Start Mut-Seq analysis with:
```
python3 mutseq.pyz -l mutseq_example/loci.csv -d mutseq_example -o report.txt --processor 4 --min_allele_reads 10
```
If you didn’t download mutseq.pyz (see previous section) to the current folder, change the path to mutseq.pyz in the command above.

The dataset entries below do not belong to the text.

PR #170, opened 2019-11-04
Spanner connection-level metadata

elefeint:
The metadata is trivial:
* database product name is the same as  in `SpannerConnectionFactoryMetadata`. 
* database version is "n/a" as that is not a relevant concept for Cloud Spanner.

### DIFF
--- a/src/main/java/com/google/cloud/spanner/r2dbc/SpannerConnectionMetadata.java
+++ b/src/main/java/com/google/cloud/spanner/r2dbc/SpannerConnectionMetadata.java
@@ -1,0 +1,38 @@
+/*
+ * Copyright 2019 Google LLC
+ *
+ * Licensed under the Apache License, Version 2.0 (the "License");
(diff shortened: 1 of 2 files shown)


src/main/java/com/google/cloud/spanner/r2dbc/SpannerConnectionMetadata.java
```diff
@@ -0,0 +1,38 @@
...
+public class SpannerConnectionMetadata implements ConnectionMetadata {
+
+  @Override
+  public String getDatabaseProductName() {
+    return SpannerConnectionFactoryMetadata.NAME;
+  }
+
+  @Override
+  public String getDatabaseVersion() {
+    return "n/a";
```
meltsufin: There is a version of the gRPC API, I believe. Maybe that would be relevant. Maybe check with the Cloud Spanner team.

PR #171, opened 2019-11-11
Add ability to turn autocommit on and off

elefeint:
Keeps separate state for autocommit; does not rely on transaction.
A couple of edge case scenarios:
* autocommit was turned off but transaction not started yet. In this case, attempting DML statements will still behave as if autocommit is turned on (a side effect of current GrpcClient.executeBatchDml implementation). I can see an argument for changing this to conform to SPI behavior of committing in-progress transaction upon autocommit being turned off.
* autocommit was turned back on while a non-readwrite transaction is in progress -- this will NOT result in read/write transaction being committed. This is different from the more typical scenario, in which autocommit is turned back on while a Read/Write transaction is in progress, and transaction gets committed automatically. The reason for this is that a read-only transaction guarantees consistent reads, and closing the transaction without user instruction could lead to inconsistent reads. This will never happen through a framework such as Spring Data, as read-only transactions are not part of the R2DBC SPI. Therefore, a user has to intentionally start a read-only transaction by downcasting `Connection` as `SpannerConnection` and using the custom overloaded `beginTransaction(TransactionOptions)` method.

### DIFF
--- a/src/main/java/com/google/cloud/spanner/r2dbc/SpannerConnection.java
+++ b/src/main/java/com/google/cloud/spanner/r2dbc/SpannerConnection.java
@@ -227,16 +227,14 @@ public class SpannerConnection implements Connection, StatementExecutionContext 
    */
   @Override
   public Publisher<Void> setAutoCommit(boolean newAutoCommit) {
-    return Mono.defer(() -> {
-      if (newAutoCommit && !this.autoCommit && this.transaction != null) {
-        return this.commitTransaction(false)
-            .doOnSuccess(none -> {
-              this.autoCommit = newAutoCommit;
-            });
-      }
-      this.autoCommit = newAutoCommit;
-      return Mono.empty();
-    });
+    return Mono.defer(
+        () -> {
+          boolean commitNeeded = newAutoCommit && !this.autoCommit && this.transaction != null;
+          return (commitNeeded ? this.commitTransaction(false) : Mono.<Void>empty())
+              .doOnSuccess(none -> {
+                this.autoCommit = newAutoCommit;
+              });
+        });
   }
 
   /**
@@ -245,7 +243,7 @@ public class SpannerConnection implements Connection, StatementExecutionContext 
    *
    * <p>When autocommit is on, each standalone DML query will be executed in its own Read/Write
    * transaction.
-   * 
+   *
    * <p>For batching multiple DML queries, see {@link #createBatch()}.
    *
    * @return whether autocommit mode is on.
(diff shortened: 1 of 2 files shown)


src/main/java/com/google/cloud/spanner/r2dbc/SpannerConnection.java
```diff
@@ -211,16 +216,43 @@ private void setTransaction(
   }
 
 
+  /**
+   * Changes the autocommit mode of the current connection. No-op if the value is unchanged.
+   *
+   * <p>If autocommit was previously off and a read/write transaction is in progress, the
```
dzou: Sorry I realized I missed making a comment about changing autocommit during a transaction in your doc.

One thing I saw was that in the Spanner JDBC driver by Knut, he will throw an exception if the user tries to change the autocommit during a transaction. What are your thoughts about the pros/cons of this approach versus committing if it was previously off.

elefeint: This one is easy; the[ specification demands it](https://r2dbc.io/spec/0.8.0.RC2/spec/html/#transactions.boundaries): "If the value of auto-commit is changed during an active transaction, the current transaction is committed".

We'll just have to document that this is different than JDBC driver.

src/main/java/com/google/cloud/spanner/r2dbc/SpannerConnection.java
```diff
@@ -211,16 +216,43 @@ private void setTransaction(
...
+   * @param newAutoCommit whether autocommit should be on or off in the future.
+   * @return {@link Mono} of the transaction commit operation, if applicable; empty mono otherwise.
+   */
   @Override
-  public Publisher<Void> setAutoCommit(boolean b) {
-    // TODO: https://github.com/GoogleCloudPlatform/cloud-spanner-r2dbc/issues/165
-    throw new RuntimeException("Turning off autocommit is not supported yet.");
+  public Publisher<Void> setAutoCommit(boolean newAutoCommit) {
+    return Mono.defer(() -> {
+      if (newAutoCommit && !this.autoCommit && this.transaction != null) {
```
dzou: If you wanted to avoid repeating the `this.autocommit = newAutoCommit` line, would this work?

```
return Mono.defer(() -> {
      Mono<Void> resultMono;

      if (newAutoCommit && !this.autoCommit && this.transaction != null) {
        resultMono = this.commitTransaction(false);
      } else {
        resultMono = Mono.empty();
      }
      return resultMono.doOnSuccess(done -> this.autoCommit = newAutoCommit);
    });
```

elefeint: It works -- I changed it up a bit; take a look.

PR #173, opened 2019-11-15
Implement connection validation

### LINKED ISSUE #162: Implement Connection.validate
R2DBC SPI added a connection validation method on the interface in r2dbc/r2dbc-spi#54

elefeint:
### Behavior change:
* Null out session when connection is closed.
* Local validation relies on having a valid session (it checks for session name, but that's only going to be non-null if and only if the connection is non-null.)
* Remote validation is implemented as a low-level `GrpcClient` healthcheck. It sends a trivial query to Spanner over `executeSql` (as opposed to `executeStreamingSql`).

### TCK test change:
* Removed session pools from TCK tests
* Suppressed error logging when already-existing tables try to get created. This operation also takes forever; need to check whether pre-querying tables will be faster.

Fixes #162 .

### DIFF
--- a/src/main/java/com/google/cloud/spanner/r2dbc/client/GrpcClient.java
+++ b/src/main/java/com/google/cloud/spanner/r2dbc/client/GrpcClient.java
@@ -40,6 +40,7 @@ import com.google.spanner.v1.ExecuteBatchDmlRequest;
 import com.google.spanner.v1.ExecuteBatchDmlRequest.Statement;
 import com.google.spanner.v1.ExecuteBatchDmlResponse;
 import com.google.spanner.v1.ExecuteSqlRequest;
+import com.google.spanner.v1.ExecuteSqlRequest.Builder;
 import com.google.spanner.v1.PartialResultSet;
 import com.google.spanner.v1.ResultSet;
 import com.google.spanner.v1.RollbackRequest;
@@ -61,6 +62,8 @@ import io.r2dbc.spi.R2dbcNonTransientResourceException;
 import java.time.Duration;
 import java.util.List;
 import java.util.Map;
+import org.slf4j.Logger;
+import org.slf4j.LoggerFactory;
 import reactor.core.publisher.Flux;
 import reactor.core.publisher.Mono;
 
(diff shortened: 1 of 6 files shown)


src/main/java/com/google/cloud/spanner/r2dbc/client/GrpcClient.java
```diff
@@ -81,13 +84,18 @@
 
   private static final String USER_AGENT_LIBRARY_NAME = "cloud-spanner-r2dbc";
 
+  private static final String HEALTHCHECK_SQL = "SELECT 1";
+
   private static final int PORT = 443;
 
+  private final Logger logger = LoggerFactory.getLogger(this.getClass());
```
meltsufin: `static`

src/main/java/com/google/cloud/spanner/r2dbc/client/GrpcClient.java
```diff
@@ -331,6 +336,30 @@ public GrpcClient(GoogleCredentials credentials) {
...
+      if (ctx.getSessionName() == null) {
+        return Mono.just(false);
+      }
+
+      return ObservableReactiveUtil.<ResultSet>unaryCall(
+          obs -> this.spanner.executeSql(buildSqlRequest(ctx, HEALTHCHECK_SQL).build(), obs)
+      )
+          .map(rs -> Boolean.TRUE)
+          .onErrorResume(error -> {
+            this.logger.warn("Spanner healthcheck failed", error);
```
meltsufin:
```suggestion
            this.logger.warn("Cloud Spanner healthcheck failed", error);
```

src/main/java/com/google/cloud/spanner/r2dbc/client/GrpcClient.java
```diff
@@ -331,6 +336,30 @@ public GrpcClient(GoogleCredentials credentials) {
...
+            return Mono.just(Boolean.FALSE);
+          });
+    });
+  }
+
+  private Builder buildSqlRequest(StatementExecutionContext ctx, String sql) {
```
meltsufin: I'm not sure there is a significant benefit to having this method. It's only used in one place right now.

elefeint: Two -- executeStreamingSql() and healthcheck()

elefeint: I am open to inlining it back; the reason I extracted the small bit of functionality is that with reactive style programming, even the smallest bit of boilerplate looks distracting from the flow of operations, what with callbacks and deferreds.

meltsufin: sorry, missed the second usage.

PR #175, opened 2019-11-21
Fix TCK test failures

elefeint:
Two reasons for failures:
1) Cloud Spanner requires that columns be enumerated in insert statement.
2) Cloud Spanner's "Integer" type is 64 bit, so it maps to a Java Long.

Also: renamed from Example to TestKit to conform to new naming convension.

In the long run, it would be nice to fix without overriding each test, hence r2dbc/r2dbc-spi#138.


elefeint:
Watch the SPI repo, I suppose. But that's why I filed that issue -- it's a risk of falling behind for us to maintain a copy .

PR #177, opened 2019-11-22
Make table creation conditional on missing tables

### LINKED ISSUE #174: TCK integration test table creation takes a long time to fail.
Investigate whether it's faster to check for table existence before trying to create them.
Rename TCK tests away from Example while there.

elefeint:
Speeds up TCK test setup.

Fixes #174 .

### DIFF
--- a/src/test/java/com/google/cloud/spanner/r2dbc/it/SpannerTestKit.java
+++ b/src/test/java/com/google/cloud/spanner/r2dbc/it/SpannerTestKit.java
@@ -47,6 +47,7 @@ import java.util.function.Function;
 import java.util.stream.IntStream;
 import org.junit.Ignore;
 import org.junit.jupiter.api.AfterEach;
+import org.junit.jupiter.api.BeforeAll;
 import org.junit.jupiter.api.BeforeEach;
 import org.junit.jupiter.api.Test;
 import org.slf4j.Logger;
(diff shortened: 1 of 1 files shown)


src/test/java/com/google/cloud/spanner/r2dbc/it/SpannerTestKit.java
```diff
@@ -103,25 +108,37 @@
...
-    } catch (Exception e) {
-      if (!e.getMessage().contains("Duplicate name in schema")) {
+
+  private static void createTableIfNeeded(DatabaseId id, String tableName, String definition) {
+    Boolean tableExists = Mono.from(connectionFactory.create())
+        .flatMapMany(c -> c.createStatement(
+            "SELECT table_name FROM information_schema.tables WHERE table_name = @name")
+                .bind("name", tableName)
+                .execute())
+        .flatMap(result -> result.map((row, meta) -> true))
```
dzou: Since you must check if any rows are returned to determine if the table is present, is it possible to do a `.hasElements()` to check the result? I.e:

```
Boolean tableExists = Mono.from(connectionFactory.create())
        .flatMapMany(c -> c.createStatement(
            "SELECT table_name FROM information_schema.tables WHERE table_name = @name")
                .bind("name", tableName)
                .execute())
         // .flatMap(result -> result.map((row, meta) -> true))   // not sure if this line is necessary
        .hasElements()
        .block();
```

elefeint: The mapping line was needed because there is always a result set, but there aren't always rows. The flatMap converts from result set to a stream of rows, which could be empty.

Good idea on hasElements!

PR #178, opened 2019-11-22
remove runnable layer

### LINKED ISSUE #161: Simplify delayUntil tests
We have a pattern of `.delayUntil(c -> Mono.fromRunnable(() -> StepVerifier.create(...)))` to work around reactor/reactor-core#1741, which is now resolved.

Once it's released (in 3.2.11 - Californium-SR10?), remove the extra mono wrapper.

elefeint:
I was going to just replace `Mono.fromRunnable()` with `Mono.just(/*step verifier here*/)` but ended up inverting the logic, so that `StepVerifier` is always the outer layer. The test purpose feels easier to understand to me this way, but tell me if you'd rather keep the original way.

Fixes #161.

### DIFF
--- a/src/test/java/com/google/cloud/spanner/r2dbc/it/SpannerIT.java
+++ b/src/test/java/com/google/cloud/spanner/r2dbc/it/SpannerIT.java
@@ -345,8 +345,9 @@ public class SpannerIT {
     ).expectNext(1, 1, 1)
         .verifyComplete();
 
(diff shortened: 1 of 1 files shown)


dzou:
Looks good, just 1 checkstyle issue remains: https://travis-ci.com/GoogleCloudPlatform/cloud-spanner-r2dbc/builds/137851138

PR #881, opened 2022-08-03
Updated MySQL Connector to 8.0.30

JulianUO:
I leave it here as a Draft and WIP. So everyone can check/comment/review it.

Basically I took the source code from MySQL Server 8.0.30.0
There's a reference to C++ connector on the documentation but the code is unrelated to the one Sphere uses. The main problem is that 8.0 isn't released for 32 bits, only 64 bits. But inspecting some stack overflow some people reported that the .dll from 5.7 works just fine.

The dlls have been updated to 8.0 and added some other needed dlls (libcrypto and libssl).
May need to update README and Documentation.

Rasmus, on discord, reported it works fine but haven't been able to test for myself (lack of time and some other things, specially to check the backwards compatibility.)


cbnolok:
Was it tested then?

Jhobean:
Yes by 2 differents admin. These admin was complain the old sphere did not work with 8.0.  they used this version of .exe and all work well.

On my side, I tested it on my "old" sql and work fine

cbnolok:
Could you add some details in the changelog about where you took the code, which files were added and why and a compatibility list with mysql versions? Is it compatible with mariadb? The first one is very important, because as i understand you aren't using the c connector code, which afair we were using

cbnolok:
I might be wrong, but it looks that you included maybe a big part of MySQL code, i think only some of this is actually needed for our purposes (this could be true also for the new dlls added). Can you investigate further?

Issue #467, opened 2020-05-10
BRAIN BERSEK + sleep mode cause server fail


Jhobean:
EDIT:
Channge the name of issue since i'm sur it's caused by bersek brain.

I have a recurrent bug on my console:
ITEM go UP continu infinitely
```
10:05:WARNING:1225 items at 2622,2178,2. Sector too complex!
10:05:WARNING:1226 items at 2623,2177,2. Sector too complex!
10:05:WARNING:1227 items at 2622,2177,2. Sector too complex!
```
I found the half of the bug.

At this position, I have NPC with brain bersek hitting an other NPC.  When I port on the position, I see this image with all of blood:

![image](https://user-images.githubusercontent.com/51728381/81501377-0c7d8300-92a6-11ea-944c-edc3edcb7cfb.png)

Instantely all blood dissapear and no more error on console.  Look like the blood appear and never decay. I'm not able to confirm it, but it seem appear when sector sleep.

I'm not able reproduce on vanilla.

Theorie: All sleep on the sector except the bersek NPC? Probably because he came from an awake sector.

GitMadKing:
are you using latest release? this may have been resolved in c97a6bf0f912acd9ad78eabff2e974ecfbad9fa6

Jhobean:
Yes. And its very intermitent.. it do not happen every time.. i dont know how to test anymore.

Jhobean:
08:55:WARNING:24808 items at 1343,1844. Sector too complex!

Lol 24808 Blood item

Jhobean:
I may have a theory... Every time this happen, there is a brain berserk involved. I notice that brsin berserk do not respect the tile distance to their home. He go freely where he want. Maybe, the npc walk to a sleeping sector and hit sleeping npc...  They can defend themselg and never die....  When I teleport, the npc just die in my face and sometime the attacker are already leaved.

Jhobean:
I have an other situation where this bug occur. I habe an npc with a memory. The memory is a timer of 5 sec. Each time the timer go to 0 , blades appear 1 sec near npc and dissspear...   Whem the sector sleep, these item apear but never dissapear....  So same problem. Sector too complex until a player wake this sector.

Jhobean:
The problem was
1- Sector do not sleep if a player disconnect on it (already fix)
[...]

PR #892, opened 2022-09-09
Add @SendPaperdoll, add Decay ITEM never sleep

Jhobean:


cbnolok:
Could you add more details in the changelog about when the paperdoll is requested?

Jhobean:
I reworked the sector sleep function to avoid ALL attr_decay ITEM to never sleep. This will avoid to have useless item stuck at TIMER=0 on sleeping sector.

This change will fix this issue too : #467

Jhobean:
@cbnolok Would you like to take some time to check this and/or comment plz.

cbnolok:
I'd use the cansleep method to check for the decay flag

Jhobean:
OK @cbnolok I made it. i was looking cansleep method but it exist only for sector. For item it's cantick. So I just considere attr_decay on the same way of item with flag CAN_No_Sleep.

PR #900, opened 2022-09-19
Fix: Vendors dont keep bought items

Tolokio:
Only player's vendors were allow to keep bought items. As I dont see any issue about player's vendors using it, I just removed the check.

### DIFF
--- a/src/game/clients/CClientEvent.cpp
+++ b/src/game/clients/CClientEvent.cpp
@@ -1539,7 +1539,7 @@ void CClient::Event_VendorSell(CChar* pVendor, const VendorItem* items, uint uiI
 		}
 		else
 		{
-			if ( pVendor->IsStatFlag(STATF_PET) && pContExtra )
+			if ( pContExtra )
 			{
 				CItem * pItemNew = CItem::CreateDupeItem(pItem);
 				pItemNew->SetAmount(amount);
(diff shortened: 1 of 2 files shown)


src/game/clients/CClientEvent.cpp
```diff
@@ -1539,7 +1539,7 @@ void CClient::Event_VendorSell(CChar* pVendor, const VendorItem* items, uint uiI
 		}
 		else
 		{
-			if ( pVendor->IsStatFlag(STATF_PET) && pContExtra )
```
cbnolok, line 1542: Instead of changing this long-present default behavior, could you add a ini flag to enable it?

cbnolok:
Is that happening only for player vendors or also for npcs?

src/game/clients/CClientEvent.cpp
Tolokio: > Instead of changing this long-present default behavior, could you add a ini flag to enable it?

Never did but I could try. Anyway I would like to know why player's vendors are allow to use the pContExtra. It is weird


> Is that happening only for player vendors or also for npcs?

Players vendors are allowed but I think they shouldnt.
 I think someone introduce this "long feature" while trying to deny player's vendors to use pContExtra. But he did the opposite and forget. OR does players vendors need pcontextra?

Tolokio:
> 

npcs

PR #903, opened 2022-09-22
Fix: Rider dont get dismount if mount dies.

Tolokio:
add: unmount rider if mount dies


Tolokio:
No fix needed. it should happen at CChar::NPC_PetClearOwners()

closing

PR #905, opened 2022-09-23
Fix: Mounts losin action 111 if damaged.

Tolokio:
Damaging a ridden mount will set its action -1. This causes mounts to stop ticking.

Fix would just avoid: fighting back and dessert if were harmed by master.

### DIFF
--- a/Changelog-X1-Nightlies.txt
+++ b/Changelog-X1-Nightlies.txt
@@ -3038,3 +3038,9 @@ Note: The only way the server has to know if the bankself is closed is to store 
 
 19-09-2022, Tolokio
 -Added: Wake() is now avaible to be used by script using command: "wake"
+
+
+23-09-2022, Tolokio
+-Fix: Mounts losing action 111 when harmed by anyone.
+Now they dont try to fight back or desert if is hardmed by own master while being ridden.
+Mounts where unable to die or tick if action 111 were changed. Now seems ok.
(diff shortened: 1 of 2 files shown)


cbnolok:
Can you bring an example of a ridden mount being damaged by the master? To being dismounted or not is something some shards might want to customize. Also, have you tested this extensively?

Tolokio:
> Can you bring an example of a ridden mount being damaged by the master? To being dismounted or not is something some shards might want to customize. Also, have you tested this extensively?

Example: Someone or the master poison a/his horse, then someone or you mount the horse. At first tick horse will be damaged. Statf_ridden will be lost, and horse stop ticking. So poison get stopped even if u dismount. And as horse cant tick, the horse become inmortal and only will pass CChar::death() (@death) when dismounted. So u can´t fix it by script.

This fix dosnt dismount the char, there is a code that should dismount it, but does not work. When code reach that part, mount have lost staft_ridden so no dismount it done(even with this fix). I did another pull about that. This fix just make ridden mounts able to tick if gets damaged. Nothing more.

Not really deep tested but tested and still testing.

Statf_ridden (action) is removed when pet_dessert or pet_release (before dismounting it), it is also removed at clear_all() and other function related to attackers, it also gets removed if try to fight back. This fix avoid this to happen. But if pet dessert by food, it will lose statf_ridden and ticks.

This fix need more fixes by script or source. But this would be the first of all.

Tolokio:
I tested this deeply, it works fine for me.
There is another pull request that complement this fix. If only this pull were implemented there will be issues but the issues can be fixed by script using @death trigger just like this:
```
on=@death
if <flags>&statf_ridden
return 1 //deny death while being ridden
endif

//or

on=@death
if <flags>&statf_ridden
f_find_rider_and_dismount //dismount char before mount dies.
endif
```

Take in mind, right now it is not possible to use @death trigger on ridden mounts. Mount will not pass by @death trigger until player manually dismount because if a ridden mount is harmed, ticks will be denied for that mount until char gets dismounted.

PR #908, opened 2022-09-23
Fix Not dismounting if pet_release() or death()

Tolokio:
This fix makes mounts dismount their riders if mount dies or get released some how. (note this fix needs a related fix to properly work: https://github.com/Sphereserver/Source-X/pull/905

Reason for this fix: if mounts dies, Char needs to be dismounted before corpse is created or it will glitch.
 There are others ways to achieve it but I think this is the best method. (At least for me)

known issues:
-Mount dosnt show death animation (falling anim) when it dies, it just appear dead on the floor wihout any anim. 

To avoid getting dismounted if pet desserts or dies while being ridden, just:
```
@death/pet_dessert
if <flags>&statf_ridden
return 1
endif
```

### DIFF
--- a/Changelog-X1-Nightlies.txt
+++ b/Changelog-X1-Nightlies.txt
@@ -3038,3 +3038,7 @@ Note: The only way the server has to know if the bankself is closed is to store 
 
 19-09-2022, Tolokio
 -Added: Wake() is now avaible to be used by script using command: "wake"
+
+23-09-2022, Tolokio
+-Fix: death and dessert of ridden npcs now dismount npcs.
+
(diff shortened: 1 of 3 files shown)


Tolokio:
Tested deeply, no bugs finded by my side but death animation not being played on the mount when it dies., Mount will instanly appear dead on the floor without falling animation. Still working on it.

But this fix need the other pullrequest I did to work properly. Right now if a ridden mount is harmed, it stop ticking until the rider dismount.

The dismount feature can be denied by script using this script:
```

on=@death
if <flags>&statf_ridden
hits=1 //give hp to the mount so this trigger dosnt fires again and again.
return 1 //deny death so rider will not be dismounted.
endif

//or

on=@gethit
if <flags>&statf_ridden
return 1 //deny mount getting harmed.
endif

```

JulianUO:
Why don't you put the if code from CChar::Death() inside NPC_PetRelease() just before SoundChar(CRESND_NOTICE);?
It works fine for me. Animation is played but it is too quick to see.

Tolokio:
npc_petrelease() dosnt get fired when a mount dies, But will be fired if the owner harms the mount, for example using .kill command.
Using ".xhits 0" instead .kill is the right way to test the issue.

Animation issue still happening.

PR #920, opened 2022-10-18
Changed TimerCall description to use seconds instead of minutes

Raylde:


cbnolok:
This solution can be problematic for backwards compatibility... We can add instead a second argument, like precision level: if missing or 1, the first number means minutes, if 2, seconds (and in the future, if ever needed, 3 for milliseconds). We have to worry first to not break other people builds

Raylde:
> This solution can be problematic for backwards compatibility... We can add instead a second argument, like precision level: if missing or 1, the first number means minutes, if 2, seconds (and in the future, if ever needed, 3 for milliseconds). We have to worry first to not break other people builds

is not a big problem, i think, if other shards need to use minutes instead of seconds, only change 1 to 60, the other way we need another variable and checks.
Right now the developers only need to change 1 number

cbnolok:
Yes but not every developer carefully reads all the changelog, and the worst thing to experience is having few more subtle bugs after updating sphere without having errors.

Jhobean:
I'm agree with nolok. I just think of someone have an XP system with this function. The admin change the .exe boot his server and notice the difference 1 week later after someone have 100x more xp than suppose. The rollback will be horrible. Second argument, or something similar, is a good idea.

Raylde:
Now with the change of @Jhobean should be done.

PR #932, opened 2022-10-20
Last added waittime 2nd argument trigger has been edited.

canerksk:
The coding is also written as an argn2 start trigger, but when I examine the codes, it seems that it is added to the prestart trigger, not start.


drk84:
While they use the same **CScriptTriggerArgs pArgs** the 2nd argument is defined after the "prestart  trigger" ends!

PR #934, opened 2022-10-21
Add CodeQL code scan

Raylde:
Add new workflow to scan the code and to have a tracking of errors and problems

Example 
image


cbnolok:
What needs to be done in addition to make it work? Could you update us with a comment when it's ready for pulling?

PR #935, opened 2022-10-21
Improve build workflow to upload changelog

Raylde:
- Change build pipeline for generate changelog with list of all logs and upload to nightly tag.
- Now the nightly binaries are upload as prerelease


Raylde:
Example 
image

While running, output should look like:

14:10 - Parsing mutseq_example/loci.csv: 1 loci and 1 sample(s) found.
14:10 - Creating index in .
14:10 - Aligning seq_run1
14:10 - Loading file(s): mutseq_example/seq_run1/AG00792_R1_001.fastq.gz
14:10 - Starting GMAP (seq_run1,R1) with ['gmap', '--dir', '.', '--db', 'index', '--min-intronlength', '1600', '--allow-close-indels', '2', '--npaths', '1', '--ordered', '--input-buffer-size', '12000', '--batch', '4', '--format', 'samse', '--nthreads', '4']
14:10 - Loading file(s): mutseq_example/seq_run1/AG00792_R2_001.fastq.gz
14:10 - Starting GMAP (seq_run1,R2) with ['gmap', '--dir', '.', '--db', 'index', '--min-intronlength', '1600', '--allow-close-indels', '2', '--npaths', '1', '--ordered', '--input-buffer-size', '12000', '--batch', '4', '--format', 'samse', '--nthreads', '4']
14:11 - Detecting allele in seq_run1
14:11 - Writing report in report.txt

Results will be in report.txt. It should be identical to the report in output/ folder from the example archive.